Movie review from The Movie Snob
The Social Network (A-). This movie’s been out a while now, but I just now got around to seeing it. I don’t know why it took me so long. I think I was concerned my expectations would be too high after seeing so many good reviews. Plus, I was annoyed to read that parts of the movie, which is about the invention of Facebook, were apparently just made up by the filmmakers. Nevertheless, I found the movie completely absorbing. Mark Zuckerberg (Jesse Eisenberg, Zombieland) is a Harvard freshman, a computer genius, and an utter misfit. His girlfriend dumps him in the first few minutes of the movie, and in a vengeful, drunken state, he concocts a website that will allow users to rate the attractiveness of the gals at Harvard. It quickly crashes the school’s computer system. Then, it’s on towards the behemoth we now know as Facebook. Zuckerberg got sued over Facebook in two different lawsuits, and much of the story is told through deposition scenes and flashbacks from those scenes. It all works, although Zuckerberg himself–so lacking in warmth and human understanding that he almost seems autistic–remains a mystery to the end. I’d be fascinated to know his side of the story.

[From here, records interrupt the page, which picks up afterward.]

PR #3591, opened 2022-06-02
system/gatekeeper: add test for policies

SuperSandro2000:


majewsky (commented):
Nice. Can you also add some tests that pass? I'm thinking one for a pod with CPU requests below the maximum, and one for a pod with no CPU requests at all. Maybe also one for a pod with CPU requests on _some_ containers only.

majewsky (approved):

PR #3595, opened 2022-06-03
ADR-0001: Using Helm-Hooks with Kubectl Pod for Configuration Changes

fwiesel:


docs/decisions/0001-using-helm-hook-with-kubectl-pod-for-configuration-changes.md
```diff
@@ -0,0 +1,138 @@
...
+* Bad, because we need extra pipelines to add out configuration logic to the images
+* Bad, because a change of the configuration logic would/should always trigger a deployment, ie. downtime
+
+### Different Image
+
+The opposite of "Same Image".
+
+### Helm-Chart Hook
+
+We could make use of helm-chart hooks for upgrade and rollback.
```
majewsky, line 79: May be good to link to https://helm.sh/docs/topics/charts_hooks/ here. I was confused what was meant by this since I had not heard of this feature before.

majewsky (commented):
My main question would be, how many downtimes are actually caused by configuration changes vs. required pod restarts for OS upgrades? If the majority of the problems ends up being unavoidable pod restarts, would the time spent working on this mitigation not be better spent on preparing the HA setup?

docs/decisions/0001-using-helm-hook-with-kubectl-pod-for-configuration-changes.md
fwiesel: I've added the link

fwiesel:
Now that the conferences are over, I hope I can get you to have a look at it.
Failing that, I have to assume that you are okay with it.

bashar-alkhateeb:
I think we can use the same solution that the rabbitmq operator is using to configure custom configuration, the operator uses a sidecar container to configure the cluster via API calls.
the solution in my point of view for rabbitmq can be by spinning up a side car container whenever we have configuration change the container will make some API calls against the container/cluster to deploy the new state, calls need management port (which we configure) ,a default user and a default password (which we have as well, configured in the startup script).
with this solution we will avoid creating new service accounts and give a container permissions to the K8S cluster, in addition to that we will avoid multiple restarts of the pods if there is only a configuration change 

API Calls can be done by a bash script run in the sidecar container e.g.
`curl -i -u rabbitmq:default_password -H "content-type:application/json"  -XPUT -d'{"password":"bkh1bkh1","tags":"testapi"}' "http://localhost:15672/api/users/bkh1/"
HTTP/1.1 201 Created
content-length: 0
content-security-policy: script-src 'self' 'unsafe-eval' 'unsafe-inline'; object-src 'self'
date: Mon, 18 Jul 2022 13:19:48 GMT
server: Cowboy
vary: accept, accept-encoding, origin
`

PR #3598, opened 2022-06-07
[mariadb] Common user/db creation script

fwiesel:
Instead of having repetitive free-form init.sql scripts,
provide the fields `databases` and `users`, which allow
the user of the script to create the databases and users
uniformly.


galkindmitrii (approved):
Looks good. As long as existing DBs/services don't need to do changes should be fine.

fwiesel:
Yes, it is completely backwards compatible and needs to be opt-in by version change and actually setting the values `database` and `users`

PR #3601, opened 2022-06-07
[Keystone] CCloud conform swiftreseller role

reimannf:
Swift roles will be migrated to a CCloud conform naming approach and
`swiftreseller` will be replaced by `cloud_objectstore_admin`. To allow
a smooth transition, we will have both roles for a period of time.
This change will blacklist the new role `cloud_objectstore_admin` as well.
The old role `swiftreseller` will be removed after the transition.


bbobrov (approved):

rajivmucheli:
@bbobrov arent we using policy.yaml instead of policy.json ? the commit is in policy.json.

PR #3602, opened 2022-06-07
Re - federate cpu metrics

SchwarzM:
after https://github.com/sapcc/helm-charts/commit/beb675c3eb0ba237d50c2cf956f0d4a1dbf81472 we do not aggregate cpu metrics anymore but also do not federate them thus they are not showing up in the prom.
this should re-enable the federation of the cpu metrics.


BugRoger (approved):

BugRoger:
LGTM

majewsky (approved):

PR #3605, opened 2022-06-08
[nova] Split out placement database

fwiesel:
Based on #3223

Moves all tables from `nova_api` to the one specified in `placementdbName` as soon as a `placementdbPassword` is specified.
The operations are idempotent, and can be reverted with a deployment with the value `placement.unsplit=true`.

No downtime required, as the alias is there practically immediately.

The backup still needs to be adjusted.

### DIFF
--- a/openstack/nova/templates/placement-configmap.yaml
+++ b/openstack/nova/templates/placement-configmap.yaml
@@ -10,6 +10,14 @@ metadata:
 data:
   nova.conf: |
 {{ include (print .Template.BasePath "/etc/_nova.conf.tpl") . | indent 4 }}
+    [placement_database]
+    connection = mysql+pymysql://
+    {{- if .Values.placementdbPassword -}}
+    {{ .Values.placementdbUser }}:{{ .Values.placementdbPassword | urlquery }}@nova-api-mariadb/{{ .Values.placementdbName }}?charset=utf8
+    {{- else -}}
+    {{ .Values.apidbUser }}:{{ .Values.apidbPassword | urlquery }}@nova-api-mariadb/{{ .Values.apidbName }}?charset=utf8
+    {{- end }}
+    {{- include "ini_sections.database_options_mysql" . | indent 4 }}
   policy.json: |
 {{ include (print .Template.BasePath "/etc/_nova-policy.json.tpl") . | indent 4 }}
   logging.ini: |
--- a/openstack/nova/templates/placement-configmap.yaml
+++ b/openstack/nova/templates/placement-configmap.yaml
@@ -1,3 +1,4 @@
+{{- if and .Values.placement.enabled }}
 apiVersion: v1
 kind: ConfigMap
 metadata:
@@ -10,6 +11,7 @@ metadata:
 data:
   nova.conf: |
 {{ include (print .Template.BasePath "/etc/_nova.conf.tpl") . | indent 4 }}
+{{- if not .Values.placement.unsplit }}
     [placement_database]
     connection = mysql+pymysql://
     {{- if .Values.placementdbPassword -}}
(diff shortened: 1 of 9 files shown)


openstack/nova/templates/placement-db-split-job.yaml
```diff
@@ -0,0 +1,52 @@
...
+      labels:
+        app.kubernetes.io/managed-by: {{ .Release.Service | quote }}
+        app.kubernetes.io/instance: {{ .Release.Name | quote }}
+        helm.sh/chart: "{{ .Chart.Name }}-{{ .Chart.Version }}"
+    spec:
+      restartPolicy: Never
+      serviceAccountName: {{ .Release.Name }}-pod-exec
+      containers:
+      - name: placement-db-split
+        image: "{{ required ".Values.global.dockerHubMirrorAlternateRegion is missing" .Values.global.dockerHubMirrorAlternateRegion }}/{{ .Values.pre_change_hook.image }}:{{ .Values.pre_change_hook.image_version }}"
```
joker-at-work, line 29: Why are we using the alternate region's dockerhub mirror here?

openstack/nova/templates/placement-db-unsplit-job.yaml
```diff
@@ -0,0 +1,48 @@
...
+        - -uroot
+        - --batch
+        - -e
+        - |
+          {{- range mustReverse .Values.placement.tables }}
+            {{- list $envAll . | include "helpers.table_dealias" | indent 10 }}
+          {{- end }}
+
+          DROP DATABASE IF EXISTS {{ .Values.placementdbName }};
+          DROP USER IF EXISTS {{ .Values.placementdbUser }};
```
joker-at-work, line 47: We don't check for those variables to be set, while we do check for them when splitting. Is it save to run this with null values or empty strings?

openstack/nova/templates/pod-exec-rbac.yaml
```diff
@@ -0,0 +1,46 @@
+{{- if and .Values.placement.enabled (or .Values.placement.unsplit (and .Values.placementdbUser .Values.placementdbPassword .Values.placementdbName)) }}
```
joker-at-work, line 1: We need this, too, if `unsplit` is `true`.

openstack/nova/templates/placement-db-split-job.yaml
fwiesel: Mostly because I copied and pasted it. I changed it to `.Values.global.registry`

openstack/nova/templates/placement-configmap.yaml
```diff
@@ -10,6 +10,14 @@ metadata:
 data:
   nova.conf: |
 {{ include (print .Template.BasePath "/etc/_nova.conf.tpl") . | indent 4 }}
+    [placement_database]
+    connection = mysql+pymysql://
+    {{- if .Values.placementdbPassword -}}
+    {{ .Values.placementdbUser }}:{{ .Values.placementdbPassword | urlquery }}@nova-api-mariadb/{{ .Values.placementdbName }}?charset=utf8
```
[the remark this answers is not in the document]
fwiesel: It moves the tables to its own database (or schema) within the same mariadb instance.
There is no automatic way to move it to another mariadb instance (yet).
My understanding was, we have an agreement to leave that to a later time after we have split the services.
So, I was not seeing the need to provide the means to point it to another mariadb-instance, as placement within nova is legacy anyway.

openstack/nova/templates/placement-db-unsplit-job.yaml
fwiesel: Yes, it results in a syntax error.
> Query Error: Error: ER_PARSE_ERROR: You have an error in your SQL syntax; check the manual that corresponds to your MySQL server version for the right syntax to use near '' at line 1

openstack/nova/templates/pod-exec-rbac.yaml
fwiesel: It is. As long as placement is enabled and either unsplit is true, or the credentials are set:
>  if and .Values.placement.enabled (or **.Values.placement.unsplit**

joker-at-work: I don't seem to be able to read. You're absolutely right m)

joker-at-work (approved):

PR #4010, opened 2022-09-15
New flavor for S4 and setting the HXM flavors as public flavors

dhoeller:


frr2018 (approved):
LGTM

openstack/sap-seeds/templates/flavor-seed.yaml
```diff
@@ -335,7 +335,17 @@ spec:
...
-    is_public: false
+    is_public: true
+    extra_specs:
+      "vmware:hv_enabled": "True"
+      "hw_video:ram_max_mb": "16"
+      "trait:CUSTOM_HANA_EXCLUSIVE_HOST": "forbidden"
+  - name: "m_c24_m192"
+    id: "142"
+    vcpus: 24
+    ram: 196596
```
joker-at-work, line 346: Why is this `192 * 1024 - 12` and not `192 * 1024 - 16`? Don't we usually subtract the `16` from `hw_video:ram_max_mb`?

dhoeller: Changed to 196592

joker-at-work (approved):

PR #4019, opened 2022-09-20
[ironic] adds kos-query to set boot_interface to ipxe

stefanhipfel:


openstack/ironic/templates/nodes-update-kq.yaml
```diff
@@ -0,0 +1,36 @@
...
+        if node.boot_interface == 'ipxe':
+            continue
+        if not node.maintenance:
+          bm.node.set_maintenance(node.uuid, 'true', maint_reason='set boot_interface to ipxe')
+          unset_maintenance = True
+
+        bm.node.update(node_id=node.uuid, patch=patch)
+
+        if unset_maintenance:
+          bm.node.set_maintenance(node.uuid, 'false', maint_reason='set boot_interface to ipxe')
```
BerndKue, line 35: An unset of the maintenance should not need a maintenance reason. Maybe this even fails because of the extra parameter?

stefanhipfel: param will just be ignored, but i can remove it.

sandzwerg (approved):

PR #4025, opened 2022-09-20
[ironic] improves script setting ipxe for nodes

stefanhipfel:


stefanhipfel:
some states like 'wait callback' cannot be updated even when in maintenance

stefanhipfel:
> Does it retry when the states change?

yes the kos-operator execs the script every x seconds

PR #4034, opened 2022-09-23
[cronus]: introduce new maxConnReleaseTimeout config option

kayrus:
new option for conn pool
cc @sapmli


sapmli (approved):
I have no clue about this `{{-` syntax, but it looks syntactically identical to the treatment of `maxConnWaitTimeout` 😄, so thumbs up 👍 .

PR #4037, opened 2022-09-23
gatekeeper: add libtest and improve coverage for "traversal" module

majewsky:
We now also report violations on ReplicaSets that do not belong to a Deployment for some reason. Also, Jobs that belong to a CronJob are now suppressed, and violations will be reported on the CronJob instead.


SuperSandro2000:
We should replace the labels with violations checked by gator.

majewsky:
> We should replace the labels with violations checked by gator.

Done.

PR #4043, opened 2022-09-26
add extra label awx as in https://github.com/sapcc/helm-charts/commit…

artherd42:
…/7afe7b7771805f7fa1fb68491b1ac433819d1d04

We have moved the metrics and alerts from vcenter-exporter to cc3test's.

### DIFF
--- a/openstack/cc3test/alerts/datastore.alerts
+++ b/openstack/cc3test/alerts/datastore.alerts
@@ -12,6 +12,7 @@ groups:
       context: '{{ $labels.type }}'
       meta: 'Datastore not accessible from host'
       playbook: 'docs/support/playbook/cinder/alerts'
+      awx: '#/templates/job_template/114'
     annotations:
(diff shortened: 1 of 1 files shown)


stanislav-zaprudskiy (commented):
I only fixed the quoting issue in that commit to let the pipelines pass through.

Unfortunately, I can't tell anything about the presence of the label or its value. Perhaps @christopherhans  or @richardtief would be more appropriate reviewers for this change.

openstack/cc3test/alerts/datastore.alerts
```diff
@@ -12,6 +12,7 @@ groups:
       context: '{{ $labels.type }}'
       meta: 'Datastore not accessible from host'
       playbook: 'docs/support/playbook/cinder/alerts'
+      awx: '#/templates/job_template/114'
```
christopherhans, line 15:
```suggestion
      awx: '#/templates/job_template/2943'
```

christopherhans (changes requested):
Please update template ID as suggested.

PR #4045, opened 2022-09-26
[Cinder] Add new SAPPoolDownFilter to default filters

hemna:
This patch moves the CapacityFilter to the last filter to run as well as adding a new SAPPoolDownFilter, which will filter out all pools that are not marked as 'up' by the vmware driver.

### DIFF
--- a/openstack/cinder/values.yaml
+++ b/openstack/cinder/values.yaml
@@ -84,7 +84,7 @@ use_tls_acme: true
 
 db_name: cinder
 
-scheduler_default_filters: "AvailabilityZoneFilter,ShardFilter,CapacityFilter,CapabilitiesFilter,SAPLargeVolumeFilter,SAPDifferentBackendFilter,SAPSameBackendFilter"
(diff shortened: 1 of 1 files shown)


joker-at-work:
> This patch moves the CapacityFilter to the last filter to run

why?

hemna:
> > This patch moves the CapacityFilter to the last filter to run
> 
> why?

to reduce the number of pools it has to parse for processing.   If a pool is already removed by any of the other filters, then the capacity filter doesn't have to do all of the code for calculating space for the pool.   In regions where we have a lot of datastores, I think this might help with the speed of getting through the scheduler.

joker-at-work:
> to reduce the number of pools it has to parse for processing. If a pool is already removed by any of the other filters, then the capacity filter doesn't have to do all of the code for calculating space for the pool. In regions where we have a lot of datastores, I think this might help with the speed of getting through the scheduler.

Why don't you write that into the commit message? We already see the move in the diff, but the important thing is the "why", so we don't just move it back next year, because nobody knows why it's at the end currently.

joker-at-work (approved):

PR #4046, opened 2022-09-27
fixup! Cargocult rate limiting from keystone

BenjaminLudwigSAP:
From here: https://github.com/sapcc/helm-charts/pull/2774/files

- _ratelimit.yaml.tpl API endpoint syntax??
- octavia/values: sapcc_rate_limit enabled, persistence disabled => What does persistence mean here?


BenjaminLudwigSAP:
rebased on master

openstack/octavia/templates/etc/_ratelimit.yaml.tpl
```diff
@@ -0,0 +1,41 @@
...
+# Group multiple CADF actions to one rate limit action.
+groups:
+  write:
+    - update
+    - delete
+
+rates:
+  # global rate limits counted across all projects
+  global:
+    lbaas/loadbalancers:
```
notandy, line 29: the target type, as injected by the watcher, is not lbaas/loadbalancers, it's just `loadbalancers`.

openstack/octavia/templates/etc/_ratelimit.yaml.tpl
```diff
@@ -0,0 +1,41 @@
...
+      - action: read
+        limit: 2000r/m
+
+  # default local rate limits applied to each project
+  default:
+    lbaas/*:
```
notandy, line 35: same here, `lbaas` is not recognized and would be a no-op, replace with `'*'`

openstack/octavia/templates/etc/_ratelimit.yaml.tpl
```diff
@@ -0,0 +1,41 @@
...
+  status: 497 Blocklisted
+  status_code: 497
+  body: "Your account has been blocklisted"
+
+# Group multiple CADF actions to one rate limit action.
+groups:
+  write:
+    - update
+    - delete
+
```
notandy, line 25: you should add a group read:
```yaml
read:
  - read
  - read/list
```
this is becase openstack-watcher emits `read/list` for listing instead of `read`: https://github.com/openstack/pycadf/blob/master/pycadf/cadftaxonomy.py#L30

notandy (changes requested):

PR #4056, opened 2022-09-28
RIP vcenter-exporter

artherd42:


system/infra-monitoring/Chart.yaml
```diff
@@ -41,11 +41,11 @@ dependencies:
...
-  - name: vcenter-exporters
-    alias: vcenter_exporters
-    repository: file://vendor/vcenter-exporters
-    version: 0.1.0
-    condition: vcenter_exporters.enabled
+#  - name: vcenter-exporters
+#    alias: vcenter_exporters
+#    repository: file://vendor/vcenter-exporters
+#    version: 0.1.0
+#    condition: vcenter_exporters.enabled
```
richardtief, line 48: Why keep that? This can go away forever so it's decluttered. Git offers version tracking if we want to look up something from the past.

richardtief (changes requested):
Finally this goes away. Just one comment.

richardtief (approved):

Another new review from Nick at Nite
Rented this from the ATT on-demand service. I wish I could demand that ATT give me back two hours of my life. I think I was supposed to be horrified about the merger of human and animal DNA in this creepy little film. I was horrified by it when I saw it in The Fly and The Fly II. Adrien Brody (wasn’t he supposed to be a good actor?) and Sarah Polley (ahh, Zombies) head up this film and the science lab. Obviously, their science experiment goes too far (it grows, is smart, has wings, a wicked tail, and wants to reproduce). This movie specializes in the lowest common denominator — what would it be like if a human and animal hybrid had sex with a guy, and then what would it be like if the human and animal hybrid changed sexes and then raped a woman. Wow. What a bad idea. I am sad to do it, but I give it an “F.”
New review from Nick at Nite
True Lies for the year 2010. Perhaps the praise is too high, but this movie reminds me of True Lies – action packed, some humor, impossible stunts, and an original take on a rehashed story. A group of older spies must come out of retirement to stop the folks that are trying to kill them one by one. Mayhem ensues as the older spies prove they still know a thing or two about a thing or two. I give it a “B.”